UN assumes that China’s fertility rate rises from 1.18 per
woman in 2022 to 1.48 in 2100.
Source: Laura
Silver and Christine Huang, “Key Facts about China’s Declining Population,” Pew
Research Center, Short Reads, December 5, 2022.
The projected fall in the numbers of Chinese, coupled
with the rising proportion taken up by the elderly, implies a drop in both the
share and numbers of Chinese aged between 15 and 65 in the population mix. Their numbers will shrink from a peak of over
900 million in 2011 to about 700 million by 2050, with their share of
the population falling from its current level of 68% to 58% at the
middle of the century.
A good deal has been written on the impact of these
population shifts in reducing the labor force and, by extension, limiting
China’s ability to remain a manufacturing hub and causing its economic growth
to decelerate. In this blog post, I will
instead address how the contracting number of non-elderly adults will affect
levels and patterns of consumption in the Chinese economy. I will argue that consumption will be
squeezed not just by the overall contraction in the number of Chinese aged
14-65, but fall in size of the 20-40 age cohort, who are the biggest consumers
of goods and services. The household
registration, or “hùkŏu (户口),” system will also
constrain consumption levels among the not insubstantial number of rural people
who have yet to migrate to Chinese cities after they relocate to urban centers. Even if China does away with the hùkŏu, which
I will argue is not likely in the immediate term, and manages to raise income
levels among its very poor, its inadequate social safety will continue
incentivizing Chinese households to save money rather than spend it on goods
and services. Finally, as if this were
not enough, two collateral impacts of China’s rapid aging will be a further
brake on consumption. One is the higher
dependency burdens on younger and middle-aged people, who will need to spend
money supporting their aged parents and preparing for their own retirements instead
of buying things.

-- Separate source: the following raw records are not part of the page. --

PR #11031, opened 2024-10-29
feat(EMI-2146): Add Task onboarding animation

MrSltun:
This PR resolves [EMI-2146] 

### Description
This PR adds an onboarding animation for the Act Now section (or tasks) in the home view
It also requires adding a patch for `react-native-gesture-handler/ReanimatedSwipeable`

#### Why patching?
The patch is for a calculation for the `openRight` function since it doesn't work on the first try
There's a PR on the package that fixes the issue (https://github.com/software-mansion/react-native-gesture-handler/pull/3149) but it doesn't seem to be added on the latest release, so we will be removing the patch when the fix gets released

### Demo

| Android | iOS |
|---|---|
| <video src="https://github.com/user-attachments/assets/db4ec509-0482-4800-b6c1-ad232c1de5d8" /> | <video src="https://github.com/user-attachments/assets/72129b91-d447-49c6-a7d8-b444d87f2ad2" /> | 

### PR Checklist

### To the reviewers 👀

- Add onboarding animation for Act Now (tasks) section in the home view

#### iOS user-facing changes

-

-

#### Dev changes

-

</details>

[EMI-2146]: https://artsyproduct.atlassian.net/browse/EMI-2146?atlOrigin=eyJpIjoiNWRkNTljNzYxNjVmNDY3MDlhMDU5Y2ZhYzA5YTRkZjUiLCJwIjoiZ2l0aHViLWNvbS1KU1cifQ


ArtsyOpenSource:

- Cross-platform user-facing changes (Add onboarding animation for Act Now (tasks) section in the home view - MrSltun)
<p align="right">
  Generated by :no_entry_sign: <a href="https://danger.systems/js">dangerJS</a> against 7f88e116ef1b92c0f08151a11502b117134746cd
</p>

patches/react-native-gesture-handler+2.19.0.patch
```diff
@@ -0,0 +1,13 @@
...
++++ b/node_modules/react-native-gesture-handler/src/components/ReanimatedSwipeable.tsx
+@@ -444,7 +444,7 @@ const Swipeable = forwardRef<SwipeableMethods, SwipeableProps>(
+       openRight() {
+         'worklet';
+         rightWidth.value = rowWidth.value - rightOffset.value;
+-        animateRow(calculateCurrentOffset(), -rightWidth.value);
++        animateRow(calculateCurrentOffset(), -(rowWidth.value - rightOffset.value));
+       },
+       reset() {
+         'worklet';
```
gkartalis, line 13: is this released or not yet??

src/app/Scenes/HomeView/Sections/HomeViewSectionTasks.tsx
```diff
@@ -26,29 +28,55 @@ export const HomeViewSectionTasks: React.FC<HomeViewSectionTasksProps> = ({
...
+  const startOnboardingAnimation = () => {
+    InteractionManager.runAfterInteractions(() => {
+      swipeableRef.current?.openRight()
+    }).then(() => {
+      setTimeout(() => {
+        swipeableRef.current?.close()
+        dismiss("act-now-tasks")
+      }, 1500)
+    })
+  }
```
gkartalis, line 64: **question:**  What happens when the user logs in and has some saved artworks?

Asking for how it is performing when it does multiple things on the home view like:
- you end up in home page
- we ask for receiving notifications
- we display the popover for the saved artworks 
and now we have this new animation

gkartalis (approved):
left some questions but other than that nice one ;)

patches/react-native-gesture-handler+2.19.0.patch
MrSltun: No, I don't believe it has been released, it has been merged but not released yet.
I already checked the commits on the last version of `react-native-gesture-handler`

src/app/Scenes/HomeView/Sections/HomeViewSectionTasks.tsx
MrSltun: Good question, I'll test that scenario, but I assume that we it would animate everything at once 😬

brainbicycle (dismissed):
looks slick!

patches/react-native-gesture-handler+2.19.0.patch
```diff
@@ -0,0 +1,13 @@
+diff --git a/node_modules/react-native-gesture-handler/src/components/ReanimatedSwipeable.tsx b/node_modules/react-native-gesture-handler/src/components/ReanimatedSwipeable.tsx
```
damassi, line 1: Wanted to start a discussion about this in Slack: https://artsy.slack.com/archives/C02JHHHKP5K/p1730213514746509

Patches should be regarded as last resort, ideally 👀

damassi: (talked in slack, all good)

src/app/Components/Tasks/Task.tsx
```diff
@@ -19,84 +19,79 @@ interface TaskProps {
...
-  ...restProps
-}) => {
-  const { tappedNotification, tappedClearNotification } = useHomeViewTracking()
-  const { submitMutation: dismissTask } = useDismissTask()
-  const { submitMutation: acknowledgeTask } = useAcknowledgeTask()
-  const fontScale = PixelRatio.getFontScale()
+export const Task = forwardRef<SwipeableMethods, TaskProps>(
+  ({ disableSwipeable, onClearTask, onPress, ...restProps }, ref) => {
+    const { tappedNotification, tappedClearNotification } = useHomeViewTracking()
+    const { submitMutation: dismissTask } = useDismissTask()
```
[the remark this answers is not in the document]
MrSltun: I noticed that we have different ways of committing mutations, maybe we should agree on one convention and apply it to all the mutation hooks in Eigen?

src/app/Scenes/HomeView/Sections/HomeViewSectionTasks.tsx
MrSltun: It does break 👀 
I just fixed it, and now it shows after each other

MrSltun: please excuse the slowness, it's a debug on a physical android 😅
<video src="https://github.com/user-attachments/assets/9a6a5d78-f72a-4b1d-80f4-de9a891e70df" />

src/app/Scenes/HomeView/Sections/HomeViewSectionTasks.tsx
```diff
@@ -26,29 +28,55 @@ export const HomeViewSectionTasks: React.FC<HomeViewSectionTasksProps> = ({
 
   const tasks = extractNodes(section.tasksConnection)
 
+  const swipeableRef = useRef<SwipeableMethods>(null)
+  const {
+    isDismissed,
+    sessionState: { isReady },
+  } = GlobalStore.useAppState((state) => state.progressiveOnboarding)
+  const { dismiss } = GlobalStore.actions.progressiveOnboarding
```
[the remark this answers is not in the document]
gkartalis: I would love to see this removed actually 😅 I think the only reason that @MrSltun referenced it in this pr is to work around the actual popover

src/app/Scenes/HomeView/Sections/HomeViewSectionTasks.tsx
gkartalis: noice! Thanks for addressing + testing + recording 👏

src/app/Components/Tasks/Task.tsx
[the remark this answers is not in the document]
MrSltun: I'll add it as follow-up PR if that's okay :)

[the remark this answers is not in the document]
damassi: Don't mean to jump into the mix, but this is one of the plusses of using the [relay version of the useMutation hook](https://relay.dev/docs/api-reference/use-mutation/) -- it returns a tuple, and you can name the variable however:

```tsx
const [commit] = useMutation(...) 
```

Adapting it to our patterns, we'd do something like:

```tsx
const useCreateAlert = () => {
  return useMutation(...)
}
```

Which allows us to use it like:

```tsx
const [createAlert] = useCreateAlert() 
```

@MrSltun and @araujobarret - But aside from ☝️ being more ergonomic, the way things are done in this PR  are exactly idiomatic with all of our other codebases and mutation patterns Artsy-wide and I would argue we should keep it (vs defining one-off hooks for mutations with their own custom return values, breaking convention, vs very simple aliasing. 

Like, this is the hook as its currently being used:

```tsx
export const useDismissTask = () => {
  return useMutation<useDismissTaskMutation>({
    mutation: DismissTaskMutation,
  })
}
```

What it returns is an interface defined by our custom `useMutation` hook. If we need to change something there, it applies _everywhere_ -- this is good. If we start breaking that convention and writing one-off hooks like:

```tsx
const useDismissTask = () => {
  const { submitMutation } = useMutation(...)
  return {
    dismissTask: submitMutation
  }
}
```

We're actually just increasing complexity because now we're just pushing the aliasing up into the hook and away from the call-site, and adding extra loc. 

But the main thing is:

```tsx
const { submitMutation: dismissTask } = useDismissTask() 
```

Provides a lot of signal to future devs who didn't write code, reading the code -- they know that a) we're dealing with a mutation, not a function call -- the return value -- and b) that we're dismissing a task. All of that signal appears at a glance right near the invocation site. The API here was very deliberate in this way.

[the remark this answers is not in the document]
damassi: Totally -- just wanted to note that 
- returning `submitMutation` was deliberate (giving the option to alias -- if needed) and 
- that we should probably try to use the relay `useMutation` hook more and deprecate the old one, if we do anything. 

I know you (@araujobarret) were the first one to spearhead that in volt2! It makes everything cleaner, and while simultaneously leaning on relay and its subtle optimizations and best practices 👍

The other is the
impact of a shrinking population in depressing property values, especially in
lower tier Chinese cities.
The past two-and-half decades of fertility levels falling
below replacement rates among women in China is already diminishing and will
result in the much greater hollowing out of its young and middle-aged adult
population. According to Nicholas
Eberstadt, holder of the Henry Wendt Chair in political economy at the American
Enterprise Institute Washington think tank, the numbers of these Chinese and
their share of the population will decline sharply over the next decade and a
half. Eberstadt notes that
between 2015-2040, the size of the 30-49 age bracket is estimated to shrink by
25%, or well over 100 million men and women, with their share of the Chinese
labor force (people aged 15-65) dropping from 43 to 37%.
Unfortunately, when it comes to China rebalancing its economy
toward consumption-driven growth, it is absolutely essential for it to maintain
and grow the population of young and middle-aged adults. People in these age brackets typically comprise
the heaviest buyers of goods and services.

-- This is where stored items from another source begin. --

PR #11052, opened 2024-11-01
fix: logout redirecting to profile in dev

brainbicycle:
This PR resolves [] 

### Description

Our dev tool to reload the nav state was not clearing the state on logout, this does that.
Also adds missed Podfile.lock update from earlier pr.

### PR Checklist

### To the reviewers 👀

-

#### iOS user-facing changes

-

-

#### Dev changes

- fix logout redirecting to profile in dev

</details>

### DIFF
--- a/ios/Podfile.lock
+++ b/ios/Podfile.lock
@@ -1415,7 +1415,7 @@ PODS:
     - React-Core
   - RNCClipboard (1.14.1):
     - React-Core
-  - RNDeviceInfo (10.3.0):
+  - RNDeviceInfo (14.0.0):
     - React-Core
   - RNFastImage (8.6.3):
     - React-Core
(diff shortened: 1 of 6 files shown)


ArtsyOpenSource:

- Dev changes (fix logout redirecting to profile in dev - brainbicycle)
<p align="right">
  Generated by :no_entry_sign: <a href="https://danger.systems/js">dangerJS</a> against 09ce59db1bb43e23bcafd5f3f0ae4c4dff4876d6
</p>

iskounen (commented):
1. I've only observed this on Android, so I was expecting an Android-specific solution. Was it happening on iOS as well?
2. How were you able to determine that `clearNavState` only needed to be cleared for dev environments?

brainbicycle:
> 1. I've only observed this on Android, so I was expecting an Android-specific solution. Was it happening on iOS as well?
> 2. How were you able to determine that `clearNavState` only needed to be cleared for dev environments?

On 1. I would expect them both to be affected but I can double check, in either case we don't want to restore nav after logout on either platform so i don't think we need a platform specific solution. 

For 2. I pulled down the beta from firebase and was unable to reproduce, running from main I was able to, the bug is tied to the useReloadedDevNavigationState hook which is only used in dev.

brainbicycle:
> 1. I've only observed this on Android, so I was expecting an Android-specific solution. Was it happening on iOS as well?
> 2. How were you able to determine that `clearNavState` only needed to be cleared for dev environments?

It doesn't affect iOS because we are clearing AsyncStorage via a native module: https://github.com/artsy/eigen/blob/862b469544a3982167f3e219eb9844ca1b726888/ios/Artsy/Networking/API_Modules/ARUserManager.m#L187

brainbicycle:
going to merge this one, let me know if any concerns!

iskounen:
@brainbicycle sorry for the late response. Thanks for explaining how you debugged this. All good from my side 👍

Individuals purchasing their first flats need to acquire home
appliances, like refrigerators, cooking ranges, and washing machines (most Chinese
do without conventional ovens/stoves or dryers), as well as furniture. In addition to these consumer durable goods,
most young adult married and unmarried Chinese strive to own an
automobile—among young, single men, owning property and a car are key
prerequisite to finding a bride.
Middle-aged men and women, single or married, will make further purchases
of these consumer durables to replace the ones they bought earlier that have worn
out after years of use. These
individuals are also heavy consumers of the latest computers, laptops, tablets,
I-phones and other gadgets. Married
couples with children buy such items for their sons and daughters, as well as having
to spend more on food and clothing for them.
If they can afford it, these couples will acquire a larger flat so their
son or daughter can have his/her own room.
Due to the highly competitive nature of China’s educational system,
these couples, at least the ones with the financial wherewithal to do so,
invest heavily in education services, such tutoring and after-school enrichment
programs, for their children. Finally, people
in their late 20s through 50s, are likely to be relatively heavy consumers of
services, such as dining out, entertainment, and, for those who are relative
affluent, financial and investment advice.
Thus, having a contracting cohort of young and middle-aged adults will,
by itself, dampen consumption in the Chinese economy.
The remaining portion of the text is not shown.